Um contentamento descontente
Na noite de Sábado bateram-me à porta. Era um velho
amigo, Luís Vaz: "Venho desabafar contigo".
Estava muito irritado: seguira pela TV a Convenção do PS.
- E até pareciam muito contentes...
- Olha que aquele contentamento soa muito a falso. O que viste
foi nova exibição de promessas, uma manobra para captar
clientelas, uma missa cantada d4e propostas avulsas, um catálogo
louvaminheiro do que não foi feito, uma convocação da corte
para beija-mão eleitoral. Uma reposição, noutro palco e com
outra encenação, do gasto discurso de há dias atrás sobre
"o estado da Nação". Uma cobertura florida para
tentar reavivar promessas desbotadas e requentadas, transitadas
das eleições de há quatro anos. Promessas que continuam em
dívida. Este governo sai endividado até ás orelhas. Mas tem as
orelhas tapadas ao descontentamento do país.
- É então um, contentamento descontente, como diz o meu soneto?
- Não viste as fardas nas ruas, na semana passada? E as
reclamações dos agricultores, dos pescadores, da função
pública, da saúde, dos magistrados, dos estudantes...
- Sim. E aí há muito "fogo que arde sem se ver".

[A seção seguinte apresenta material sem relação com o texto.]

PR #597, opened 2022-04-07
fix: silencing errors that are not errors [MTT-2930] [MTT-3249]

LPLafontaineB:
### Description

This is a quick PR to prevent RemovePlayerFromLobbyAsync from throwing a PlayerNotFound exception, which is something that is already handled. It also changes the error logs for when SessionManager does not find a player's session data to regular logs, since this is also already handled game-side through the null return value.
### Issue Number(s)

[MTT-3249](https://jira.unity3d.com/browse/MTT-3249) & [MTT-2930](https://jira.unity3d.com/browse/MTT-2930)

### Contribution checklist

### DIFF
--- a/Assets/BossRoom/Scripts/Shared/Net/UnityServices/Lobbies/LobbyAPIInterface.cs
+++ b/Assets/BossRoom/Scripts/Shared/Net/UnityServices/Lobbies/LobbyAPIInterface.cs
@@ -119,8 +119,8 @@ namespace Unity.Multiplayer.Samples.BossRoom.Shared.Net.UnityServices.Lobbies
             {
                 await ExceptionHandling(Lobbies.Instance.RemovePlayerAsync(lobbyId, requesterUasId));
             }
-            catch (Exception e)
-                when (e is LobbyServiceException {Reason: LobbyExceptionReason.PlayerNotFound})
+            catch (LobbyServiceException e)
+                when (e is {Reason: LobbyExceptionReason.PlayerNotFound})
             {
                 // If Player is not found, they have already left the lobby or have been kicked out. No need to throw here
             }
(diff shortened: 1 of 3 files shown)


LPLafontaineB:
Thank you to @bendoyon for suggesting this solution for RemovePlayerFromLobbyAsync

Assets/BossRoom/Scripts/Shared/Net/UnityServices/Lobbies/LobbyAPIInterface.cs
```diff
@@ -115,7 +115,15 @@ public async Task<Lobby> QuickJoinLobby(string requesterUasId, Dictionary<string
 
         public async Task RemovePlayerFromLobby(string requesterUasId, string lobbyId)
         {
-           await ExceptionHandling(Lobbies.Instance.RemovePlayerAsync(lobbyId, requesterUasId));
+            try
+            {
+                await ExceptionHandling(Lobbies.Instance.RemovePlayerAsync(lobbyId, requesterUasId));
+            }
+            catch (Exception e)
```
bendoyon, line 122: You can probably just catch LobbyServiceException specifically here, instead of generic Exception, then do the reason check in the filter

LPLafontaineB: Currently, this message is only subscribed to by the utility that creates popup messages, and it already ignores PlayerNotFound, so it is not necessary, but we might want later to have something else subscribe to it and do something with this specific exception

pdeschain (approved):

fernando-cortez (approved):

PR #599, opened 2022-04-07
fix: Alpha4 input press doesn't open emote drawer on UI [MTT-3236]

fernando-cortez:
### Description
Input was never detected for opening emote drawer. An input check for Alpha4 has been added to `HeroActionBar` to open/close emote drawer.

### Issue Number(s)
[MTT-3236](https://jira.unity3d.com/browse/MTT-3236)

### Contribution checklist

### DIFF
--- a/Assets/BossRoom/Scripts/Client/UI/HeroActionBar.cs
+++ b/Assets/BossRoom/Scripts/Client/UI/HeroActionBar.cs
@@ -197,6 +197,11 @@ namespace Unity.Multiplayer.Samples.BossRoom.Visual
             // If we have another player selected, see if their aliveness state has changed,
             // and if so, update the interactiveness of the basic-action button
 
+            if (Input.GetKeyUp(KeyCode.Alpha4))
+            {
+                m_ButtonInfo[ActionButtonType.EmoteBar].Button.OnPointerUpEvent.Invoke();
+            }
+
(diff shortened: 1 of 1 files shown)


LPLafontaineB (approved):

Assets/BossRoom/Scripts/Client/UI/HeroActionBar.cs
```diff
@@ -197,6 +197,11 @@ void Update()
             // If we have another player selected, see if their aliveness state has changed,
             // and if so, update the interactiveness of the basic-action button
 
+            if (Input.GetKeyUp(KeyCode.Alpha4))
```
SamuelBellomo, line 200: any reason we're not managing this the same way we're managing other shortcuts? Why the special case here?

fernando-cortez: You mean why is this not included inside `ClientInputSender`? The other actions (1-3) are sent as request RPCs from `ClientInputSender`, and on top of that we've also added `OnButtonDown` callbacks here for UI button clicks. We've simply just not added a response from input on Alpha4, and I certainly think it should be kept here instead of `ClientInputSender`, since it's just enabling/disabling a GameObject.

SamuelBellomo (approved):

PR #601, opened 2022-04-08
feat: in-game message feed [MTT-2678] [MTT-2318]

LPLafontaineB:
### Description

This PR adds a simple in-game message feed and some message channels for in-game events. A message feed is added inside the CharSelect, BossRoom and PostGame scenes that subscribes to those messages to display them. No history is being kept.

The Feed itself is placed on the left side of the screen in the CharSelect scene, and on the right side in the BossRoom scene and the PostGame scene.

Each message is displayed individually and disappears after a specific amount of time.

Messages are published when players connect/disconnect from a game, when their lifestate changes, when the door opens/closes, when the boss is defeated and when a player uses a cheat.

This PR also uses those new message channels to simplify ServerBossRoomState, which no longer needs to register to every player character's NetworkedLifeState's OnValueChanged and no longer needs to use the GameEvent scriptable object to detect when the boss is defeated.

### Issue Number(s)

[MTT-2678](https://jira.unity3d.com/browse/MTT-2678) & [MTT-2318](https://jira.unity3d.com/browse/MTT-2318)
### Contribution checklist


Assets/BossRoom/Scripts/Shared/ApplicationController.cs
```diff
@@ -52,6 +53,9 @@ private void Awake()
             //this message channel is essential and persists for the lifetime of the lobby and relay services
             scope.BindMessageChannelInstance<ConnectStatus>();
 
+            //this message channel is essential and persists for the lifetime of the lobby and relay services
+            scope.BindMessageChannelInstance<MessageFeedHandler.MessageFeed>();
```
SamuelBellomo, line 57: So this is a trap of message feeds we shouldn't fall into.
There should be a message queue for in game events, there should be one for connection events. And the feed UI should hook into those different message queues (just like we could have some graphic updates from those same events). We shouldn't have one big message queue with a bunch of different message types in it.

SamuelBellomo: This way those queues can be reused by other consumers that are not the feed UI

LPLafontaineB: I see. I went that way mainly to solve two constraints. First, a lot of these messages are published locally on the different clients and the server, but here we want to replicate all these messages to all clients. Second, I wanted to keep a history of messages that would live throughout the application that each instance of UIMessageFeed could listen to. So here, this message channel is used to publish the feed history that is constructed client-side from messages created on the server and sent through rpcs. The actual messages are sent through MessageFeedHandler as the singleton pattern.

I'll rework this and look into replacing my singleton use with DI and create a new message channel for in-game messages. I'll also try to think of a different solution to solve those two constraints without a specific message channel to publish the feed history

SamuelBellomo: I see.
We might need a new message channel type then. This would be a great use for a networked message channel, that'd distribute your messages not only locally but to clients as well, this could be a great use case for this.
cc @LukeStampfli @pdeschain we already discussed this

SamuelBellomo: Why do you want to keep a history, not sure I understood that part.

LPLafontaineB: I figured that we could want to look at older messages, like for examples in some games you can open the game feed and look at older chat messages or events like the kill log in first person shooters

LPLafontaineB: If we don't want this though, I can make this much simpler and only keep the history in UIMessageFeed which would be cleared after each scene switch

LPLafontaineB: I'm not sure what the point of having a buffered message channel would be here. What makes the latest message interesting, but not those before it?

LPLafontaineB: I see, but if the point is to not send the whole chat history and instead only publish messages as they are created, what would be the state that we want to get?

SamuelBellomo: sorry, when I mentioned buffered above, that just generally speaking. I wasn't suggesting we use it in this case here.

LPLafontaineB: oh my bad I misunderstood your point

Assets/BossRoom/Scripts/Server/Game/Entity/PublishMessageOnLifeChange.cs
```diff
@@ -0,0 +1,57 @@
...
+using Unity.Netcode;
+using UnityEngine;
+
+namespace Unity.Multiplayer.Samples.BossRoom.Server
+{
+    /// <summary>
+    /// Server-only component which publishes a message once the LifeState changes.
+    /// </summary>
+    [RequireComponent(typeof(NetworkLifeState))]
+    public class PublishMessageOnLifeChange : NetworkBehaviour
```
SamuelBellomo, line 11: We need a whole component just to publish a message?

Assets/BossRoom/Scripts/Shared/Game/GameEventMessage.cs
```diff
@@ -0,0 +1,26 @@
+namespace Unity.Multiplayer.Samples.BossRoom
+{
+    public struct LifeStateChangedEventMessage
+    {
+        public LifeState NewLifeState;
+        public FixedPlayerName CharacterName;
+        public CharacterTypeEnum CharacterType;
+
+        public static int Size => sizeof(LifeState) + FixedPlayerName.Size + sizeof(CharacterTypeEnum);
```
SamuelBellomo, line 9: you don't need to manually calculate this, you can just do sizeof(MyStruct). Since there's no polymorphism (that I can see?), everything in here should be known at compile time

Assets/BossRoom/Scripts/Server/Game/Entity/PublishMessageOnLifeChange.cs
LPLafontaineB: the goal here was to use composition to decide where to publish on, instead of making ServerCharacter even bigger and adding if-elses or switch statements to decide if we want to publish it or not (since we only want to publish it on player characters and the boss). I took inspiration from RaiseEventOnLifeChange, which we used for the boss.

Assets/BossRoom/Scripts/Shared/Game/GameEventMessage.cs
LPLafontaineB: sizeof requires an unsafe context for everything except for primitive types (https://docs.microsoft.com/en-us/dotnet/csharp/language-reference/operators/sizeof), so from my understanding, that's why I cannot apply it directly on the struct and  get compile errors if I try.

SamuelBellomo: You can look at what FastBufferWriter does with its GetWriteSize method
        public static unsafe int GetWriteSize<T>() where T : unmanaged
This is what we use for our own internal messages (for example ServerRpcMessage)

SamuelBellomo: Also note you can enable unsafe code at the assembly level (doesn't have to be for the whole project). It's a checkbox in the assembly's options

LPLafontaineB: as discussed, a cleaner solution was integrated in #605

SamuelBellomo (dismissed):

jilfranco-unity (commented):
I was looking at these on my end and the animations look great in game! But the font is very large, so much so that the message gets cut off. I think the overall scale of the message box is too big as well. Is this happening on your end? If not, I think you have a 4k screen, right? :0 That could be causing some weirdness for the font scale

image
image

pdeschain (dismissed):

Assets/BossRoom/Scripts/Shared/ApplicationController.cs
```diff
@@ -47,11 +47,18 @@ private void Awake()
...
+            //these message channels are essential and persist for the lifetime of the lobby and relay services
             scope.BindMessageChannelInstance<UnityServiceErrorMessage>();
-
-            //this message channel is essential and persists for the lifetime of the lobby and relay services
             scope.BindMessageChannelInstance<ConnectStatus>();
+            scope.BindMessageChannelInstance<DoorStateChangedEventMessage>();
+
+            //these message channels are essential and persist for the lifetime of the lobby and relay services
+            //they are networked so that the clients can subscribe to those messages that are published by the server
+            scope.BindNetworkedMessageChannelInstance<LifeStateChangedEventMessage>();
```
SamuelBellomo, line 57: binding should be done at the state scope? let's investigate, this way no need for disconnect complexity?

SamuelBellomo (approved):

fernando-cortez (approved):

PR #604, opened 2022-04-11
fix: relogin when auth token is stale [MTT-3253]

pdeschain:
### Description

Added a relogin function to the AuthenticationServiceFacade - it checks if we're no longer authenticated to do api calls and then re-signs in.

This is to prevent HTTP 401 when our token expires.

In order to prevent any potential issues when the UI was left hanging for a long time - we do a relogin attempt (which immediately bounces, if it's not needed) before any of the lobby calls from the UI. 

UI now also handles the failure to reconnect - it would unlock the UI's but would NOT do the lobby calls that require us to be authenticated. UI resets itself to try again, essentially. 

### Issue Number(s)

MTT-3253
### Contribution checklist

### DIFF
--- a/Assets/BossRoom/Scripts/Client/UI/Lobby/LobbyUIMediator.cs
+++ b/Assets/BossRoom/Scripts/Client/UI/Lobby/LobbyUIMediator.cs
@@ -76,7 +76,14 @@ namespace Unity.Multiplayer.Samples.BossRoom.Visual
 
             BlockUIWhileLoadingIsInProgress();
 
-            await m_AuthenticationServiceFacade.ReloginIfNecessary();
+            bool playerIsAuthorized = await m_AuthenticationServiceFacade.EnsurePlayerIsAuthorized();
+
+            if (!playerIsAuthorized)
+            {
+                UnblockUIAfterLoadingIsComplete();
+                return;
+            }
+
             var lobbyCreationAttempt = await m_LobbyServiceFacade.TryCreateLobbyAsync(lobbyName, maxPlayers, isPrivate);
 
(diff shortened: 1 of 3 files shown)


Assets/BossRoom/Scripts/Client/UI/Lobby/LobbyUIMediator.cs
```diff
@@ -72,6 +76,7 @@ public async void CreateLobbyRequest(string lobbyName, bool isPrivate, int maxPl
 
             BlockUIWhileLoadingIsInProgress();
 
+            await m_AuthenticationServiceFacade.ReloginIfNecessary();
```
LPLafontaineB, line 79: should we do something here to handle when it fails to relogin? like returning to main menu? Or is it something that is already handled by the callers of these methods?

pdeschain: So what would happen currently - if such failure occurs, it'll be an unhandled exception here, and it will also show up as a popup message. You're thinking that we should not do the calls after this one, if it fails?

LPLafontaineB: If I'm understanding it correctly, if it fails, the other calls we will try to do in the same method would also fail, wouldn't they? If that's the case, then yeah maybe we shouldn't do them to avoid getting spammed with exceptions. Unless this is something that should not happen normally anyways and should be considered an invalid state from which we should not try to recover?

fernando-cortez (approved):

Luís Vaz sentou-se com a mão a
segurar a testa:
- Aquele verso que diz "é fogo que arde sem se ver"
não se refere somente ao amor, mas à aspiração de uma
humanidade que vai abrindo a fogo futuros caminhos. E para
caminhar é preciso ter força para trilhar caminho, sempre a
imaginar o próximo passo, assaltando o próprio caminho até
encontrar a próxima vereda. Eu quis perpassar liberdade em
verso. E agora iremos cair de novo em "uma apagada e vil
tristeza"?
- Compreendo a tua indignação. Estão a perder-se oportunidades
e possibilidades, a agravar-se problemas, a desenhar-se perigos.
Viste a insolência com que o sr. Ferraz da Costa, porta-voz dos
grandes patrões, reclamou frente ao Presidente da República
"um governo de bons gestores bem
remunerados" (e da confiança dos "gestores".
claro está...) para acabar com a "má qualidade dos
políticos" e a "dependência dos partidos"? Uma
reposição dos governos salazaristas, em suma. Já não se
satisfazem com os favores cúmplices dos submissos governos com
que têm negociado e à conta dos quais os champalimauds se têm
governado.
Irritou-se ainda mais:
- A falta de mudança é que me está exasperar. Para ser mais
exacto: a falha na mudança. A diferença entre o que diz e o que
faz este poder insábio e voraz não é digna dos tempos que
vivemos, e dos que hão-de vir.
Não esqueças a tua dialéctica, Luís Vaz: tu mesmo
disseste que "todo o mundo é composto de mudança"...
Tens razão. Vou ter de acrescentar mais alguns Cantos a
"Os Lusíadas". Não vamos deixar agora apequenar os
lusos, aquela brava gente que descobriu caminhos desconhecidos,
inventou instrumentos para interrogar céus e estrelas em alto
mar, atravessou povos de terras distantes com a imensa
curiosidade de os abordar. Eles dobraram até o Cabo das
Tormentas!
- Com a razão que o futuro lhes deu, depois lhe chamaram Cabo da
Boa Esperança.
Creio que esse cabo, agora, só pode ser dobrado de novo
com a vossa intervenção. E desculpa o pleonasmo: uma
intervenção cada vez mais interveniente.
- Falas como se
estivesses do nosso lado, Luís Vaz de Camões.
- Repara: muito antes de haver Partido, já eu era simpatizante.